## Records for the exercise
PR #168, opened 2015-02-03
Add an implicit as[A] method to all string-based RequestReaders

jenshalm:
This is the 3rd of 5 PRs extracted from https://github.com/finagle/finch/pull/162.

* fixed the compilation issue for Scala 2.10 which was actually caused by a compiler bug, through removing `extends AnyVal` from the implicit classes (as long as we support 2.10)
* fixed issues around `DecodeAnyRequest` and implicit resolution through making the magnet based on `DecodeAnyRequest` lower priority and added a test in `DecodeSpec` to prove this actually works

Note that two files show up as completely changed as someone checked them in with Windows line breaks. I'm not sure what the project's policy is regarding `autocrlf` settings.

## PR 3: Make `DecodeRequest` more broadly useful through adding an implicit `as[A]` method to all string based readers.

This has not yet been discussed anywhere, but is hopefully very obviously attractive. The use of the `DecodeRequest` API has previously been limited to body parsers. However, this limitation feels arbitrary. It is sometimes just as useful to have for parameters or for headers. As an example, in our current project almost each route contains two parameters which need to be converted to a Joda `DateTime`. Composing this outside of a reader would be cumbersome and feel like the wrong abstraction.

The new `as[A]` method makes it easy to do this together with other parameter validations and conversions:

```scala
val user: RequestReader[TimeSeries] = for {
  groupBy <- RequiredParam("groupBy")
  startDate <- RequiredParam("startDate").as[DateTime]
  endDate <- RequiredParam("startDate").as[DateTime]
} yield TimeSeries(groupBy, startDate, endDate)
```

The above will work as long as an implicit `DecodeRequest[DateTime]` is in scope. 

For headers this feature may come in handy, too. In particular for those where you write custom parsers based on RFCs, like the `Accept` header for example.

The beauty of this feature comes from the fact that the `as[A]` method is not hardcoded anywhere, but implicitly available for any string based reader. The `RequiredCookie` reader for example cannot be directly used with `as[A]` as it is of type `RequestReader[Cookie]`, but the following will work without problems:

```scala
RequiredCookie("visits").map(_.value).as[Int]
```

The `as[A]` method is available for the following reader types:
```scala
RequestReader[String]         --> RequestReader[A]
RequestReader[Option[String]] --> RequestReader[Option[A]]
RequestReader[Seq[String]]    --> RequestReader[Seq[A]]
```

Breaking API changes: Just one (hopefully minor): RequiredParams is now a `RequestReader[Seq[String]]` instead of `List` to make it more generic and matching to the implicit `as` for readers producing a `Seq[String]`.

Otherwise this PR is non-destructive, it only adds to the feature set. In my eyes the old `RequiredBody[A]` should at some point be deprecated in favor of `RequiredBody.as[A]` to make it all feel more unified, but this is not covered by this PR yet.

### DIFF
--- a/core/src/main/scala/io/finch/request/package.scala
+++ b/core/src/main/scala/io/finch/request/package.scala
@@ -31,7 +31,33 @@ import com.twitter.util.{Future, Return, Throw, Try}
 
 import scala.reflect.ClassTag
 
-package object request {
+package request {
+  
+  /**
+   * Trait with low-priority implicits to avoid conflicts that would arise from adding
+   * implicits that would work with any type in the same scope as implicits for concrete
+   * types.
+   * 
+   * Implicits defined in super-types have lower priority than those defined in a sub-type.
+   * Therefore we define low-priority implicits here and mix this trait into the package
+   * object.
+   */
+  trait LowPriorityImplicits {
+
+    /**
+     * Creates a ''DecodeMagnet'' from ''DecodeAnyRequest''.
+     */
+    implicit def magnetFromAnyDecode[A](implicit d: DecodeAnyRequest, tag: ClassTag[A]): DecodeMagnet[A] =
+      new DecodeMagnet[A] {
+        def apply(): DecodeRequest[A] = new DecodeRequest[A] {
+          def apply(req: String): Try[A] = d(req)(tag)
+        }
+      }
+    }
+  
+}
+
+package object request extends LowPriorityImplicits {
 
   /**
    * A reusable validation rule that can be applied to any [[RequestReader]] with a matching type.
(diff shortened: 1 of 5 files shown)


jenshalm:
Please note the two changes I mention in the beginning of the description!

The corresponding code changes are:
* https://github.com/finagle/finch/pull/168/files#diff-b558504bf15d7ec9ffdee43ebecd45b4R36
* https://github.com/finagle/finch/pull/168/files#diff-b558504bf15d7ec9ffdee43ebecd45b4R231
* https://github.com/finagle/finch/pull/168/files#diff-69d6a958e4f67713778173ffd22738acR105

core/src/main/scala/io/finch/request/package.scala
```diff
@@ -31,7 +31,33 @@ import com.twitter.util.{Future, Return, Throw, Try}
...
+   * Implicits defined in super-types have lower priority than those defined in a sub-type.
+   * Therefore we define low-priority implicits here and mix this trait into the package
+   * object.
+   */
+  trait LowPriorityImplicits {
+
+  /**
+   * Creates a ''DecodeMagnet'' from ''DecodeAnyRequest''.
+   */
+  implicit def magnetFromAnyDecode[A](implicit d: DecodeAnyRequest, tag: ClassTag[A]): DecodeMagnet[A] =
```
vkostyukov: There is something wrong with indentation here. 2 spaces missing?

vkostyukov:
Breaking news! Some of the Finch contributors is using Windows!

Nice job on resolving the issue with `DecodeAnyRequest`. PR looks very nice to me.

@rpless, @BenWhitehead, @benjumanji, @rodrigopr could you please review?

core/src/main/scala/io/finch/request/package.scala
jenshalm: Indentation is fixed. I'm afk now for 8 hrs.

rpless:
I like it and I agree with Jens' point about deprecating `RequiredBody[A]`. Might be good to do that a release or two done the road.

benjumanji:
:+1:

vkostyukov:
Thanks guys! Merging this.

core/src/main/scala/io/finch/request/package.scala
```diff
@@ -192,7 +218,76 @@ package object request {
...
+
+    /* IMPLEMENTATION NOTE: The three implicit classes for string based readers should
+     * all extend AnyVal to avoid instance creation for each invocation of the extension
+     * method. However, this let's us run into a compiler bug when we compile for Scala 2.10:
+     * https://issues.scala-lang.org/browse/SI-8018. The bug is caused by the combination of
+     * three things: 1) an implicit class, 2) extending AnyVal, 3) wrapping a class with type
+     * parameters. 2) is the only thing we can remove here, otherwise we'd need to move the
+     * body of the methods somewhere else. Once we drop support for Scala 2.10, these classes
+     * can safely extends AnyVal. 
+     */
```
BenWhitehead: Great explanation. We probably want to create an issue to track this `AnyVal` is added back to these implicit class when scala 2.10 support is dropped.

BenWhitehead:
I realise I'm late to the review, but things look good.

Thanks for the great work @jenshalm

vkostyukov:
@BenWhitehead, yeah. Sorry for merging this (and previous PRs) in such a short review-period. I just didn't want to block Jens' work with the upcoming PRs.

BenWhitehead:
@vkostyukov no worries, I've had a busy couple days and probably will the rest of the week. I don't want to hold things up and I feel like I got a good gist of what's going on from the first mega PR.

PR #170, opened 2015-02-04
Unify error handling and simplify implementation of request package - fixes #157

### LINKED ISSUE #157: Semantics for optional number parameters feel wrong
I just stumbled across the implementation for optional number values. I think the behaviour is almost never what a user would expect. If an API has optional parameters, the usual semantics are that they can be left out or otherwise, if present, must be valid. Treating a missing optional value the same as an invalid value can easily lead to silent failure and unexpected behaviour. I would expect:

```
Some(int)       // if the param is present and valid
None            // if the param is missing
ValidationError // if the param is present but invalid
```

I can do a PR should there be agreement on this.

jenshalm:
This is the 4th of 5 PRs extracted from #162.

* Changed the name of the `mapFuture` method to `embedFlatMap` as discussed in the other PR
* Adjusted syntax of new test methods to be aligned with the new contribution guide
* Added more detail for the description for 2) below to make the motivation for this big refactoring clearer
* Added back `extends AnyVal` in two of the three implicit classes for `as[A]` as the simplification of the implementation did no longer trigger the compiler bug there

## PR 4: Unify error handling and simplify the implementation of the `request` package

This is really two PRs in one, but since both require a bigger refactoring it would have been too cumbersome to split this work

#### 1) Unify Error Handling

The error handling has already been discussed here: https://github.com/finagle/finch/issues/26#issuecomment-72385723

It unifies all error types of Finch to just these 4:

```scala
case class RequestReaderErrors(errors: Seq[Throwable]) // when multiple request item were invalid or missing

case class NotFound(item: RequestItem) // when a required request item (header, param, cookie, body) was missing

case class NotParsed(item: RequestItem, targetType: ClassTag[_], cause: Throwable) // when type conversion failed

case class NotValid(item: RequestItem, rule: String) // when a validation rule did not pass for a request item
```

where RequestItem is this ADT:

```scala
  val description = kind + nameOption.fold("")(" '"+_+"'")
}
case class ParamItem(name: String) extends RequestItem("param", Some(name))
case class HeaderItem(name: String) extends RequestItem("header", Some(name))
case class CookieItem(name: String) extends RequestItem("cookie", Some(name))
case object BodyItem extends RequestItem("body")
```

This makes the life for both Finch users and Finch maintainers easier, as it is very consistent and intuitive.

#### 2) Simplify the Implementation of the `request` Package

Apart from the change in error types, this refactoring does not change any public APIs, but it greatly simplifies the implementation of the request package, which should become immediately obvious when skimming over the diff. The simplification was made possible through:

* Introducing a `RequestReader` companion object with a convenient factory method to create new readers with less plumbing
* Introducing an `embedFlatMap` in `RequestReader` which made internal use of `flatMap` obsolete, which usually led to a much more verbose implementation and would not allow us to keep track of the `RequestItem`
* Introducing an implicit `failIfEmpty` on any `RequestReader[Option[A]]` that allows for easy reuse of the same base reader for the required and optional variants
* Using the `should` and `shouldNot` method for internal validation, too

Some of the existing reader implementations have been moved to a new `optional.scala` file as they are candidates for deprecation, but this will be discussed in PR 5.

Breaking API changes: Everything around `Exception` types

### DIFF
--- a/core/src/main/scala/io/finch/request/package.scala
+++ b/core/src/main/scala/io/finch/request/package.scala
@@ -59,6 +59,18 @@ package request {
 
 package object request extends LowPriorityImplicits {
 
+  
+  implicit val decodeInt: DecodeRequest[Int] = DecodeRequest { s => Try(s.toInt) }
+  
+  implicit val decodeLong: DecodeRequest[Long] = DecodeRequest { s => Try(s.toLong) }
+  
+  implicit val decodeFloat: DecodeRequest[Float] = DecodeRequest { s => Try(s.toFloat) }
+  
+  implicit val decodeDouble: DecodeRequest[Double] = DecodeRequest { s => Try(s.toDouble) }
+  
+  implicit val decodeBoolean: DecodeRequest[Boolean] = DecodeRequest { s => Try(s.toBoolean) }
+  
+  
   /**
    * A reusable validation rule that can be applied to any [[RequestReader]] with a matching type.
    */
@@ -117,12 +129,31 @@ package object request extends LowPriorityImplicits {
   }
   
   /**
+   * Representations for the various request item types
+   * that can be processed with ''RequestReaders''.
+   */
+  object items {
+    sealed abstract class RequestItem(val kind: String, val nameOption:Option[String] = None) {
+      val description = kind + nameOption.fold("")(" '"+_+"'")
+    }
+    case class ParamItem(name: String) extends RequestItem("param", Some(name))
+    case class HeaderItem(name: String) extends RequestItem("header", Some(name))
+    case class CookieItem(name: String) extends RequestItem("cookie", Some(name))
+    case object BodyItem extends RequestItem("body")
+    case object MultipleItems extends RequestItem("request")
+  }
+  
+  import items._
+  
+  /**
    * A request reader (a Reader Monad) reads a ''Future'' of ''A'' from the ''HttpRequest''.
    *
    * @tparam A the result type
    */
   trait RequestReader[A] { self =>
 
+    def item: RequestItem
+    
     /**
      * Reads the data from given request ''req''.
      *
@@ -132,14 +163,22 @@ package object request extends LowPriorityImplicits {
     def apply[Req](req: Req)(implicit ev: Req => HttpRequest): Future[A]
 
     def flatMap[B](fn: A => RequestReader[B]) = new RequestReader[B] {
+      val item = MultipleItems
       def apply[Req](req: Req)(implicit ev: Req => HttpRequest) = self(req) flatMap { fn(_)(req) }
     }
 
     def map[B](fn: A => B) = new RequestReader[B] {
+      val item = self.item
       def apply[Req](req: Req)(implicit ev: Req => HttpRequest) = self(req) map fn
     }
     
+    def embedFlatMap[B](fn: A => Future[B]) = new RequestReader[B] {
+      val item = self.item
+      def apply[Req](req: Req)(implicit ev: Req => HttpRequest) = self(req) flatMap fn
+    }
+    
     def ~[B](that: RequestReader[B]): RequestReader[A ~ B] = new RequestReader[A ~ B] {
+      val item = MultipleItems
       def apply[Req] (req: Req)(implicit ev: Req => HttpRequest): Future[A ~ B] = 
         Future.join(self(req)(ev).liftToTry, that(req)(ev).liftToTry) flatMap {
           case (Return(a), Return(b)) => new ~(a, b).toFuture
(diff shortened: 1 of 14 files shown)


jenshalm:
Some additional notes:

* I noticed that the new error class `NotFound` clashes with the name of one of the classes in the response package. Should we live with that, or switch to less nice names like `ItemNotFound`, `ItemNotParsed`, etc?

* We discussed renaming `XxStringBody` back to `XxBody` and `XxArrayBody` to `XxBinaryBody`, but I did not tackle this in this PR yet, as the last one will lead to a discussion around deprecations anyway and it is best to discuss it then.

jenshalm:
Nice side-effect of the simplification: The request package object has 100% coverage now :-)

vkostyukov:
Nice job @jenshalm!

## Task requirements
For this listing, copy out every line that includes the word "changes".

## Output below
Breaking API changes: Just one (hopefully minor): RequiredParams is now a `RequestReader[Seq[String]]` instead of `List` to make it more generic and matching to the implicit `as` for readers producing a `Seq[String]`.
Please note the two changes I mention in the beginning of the description!
The corresponding code changes are:
Breaking API changes: Everything around `Exception` types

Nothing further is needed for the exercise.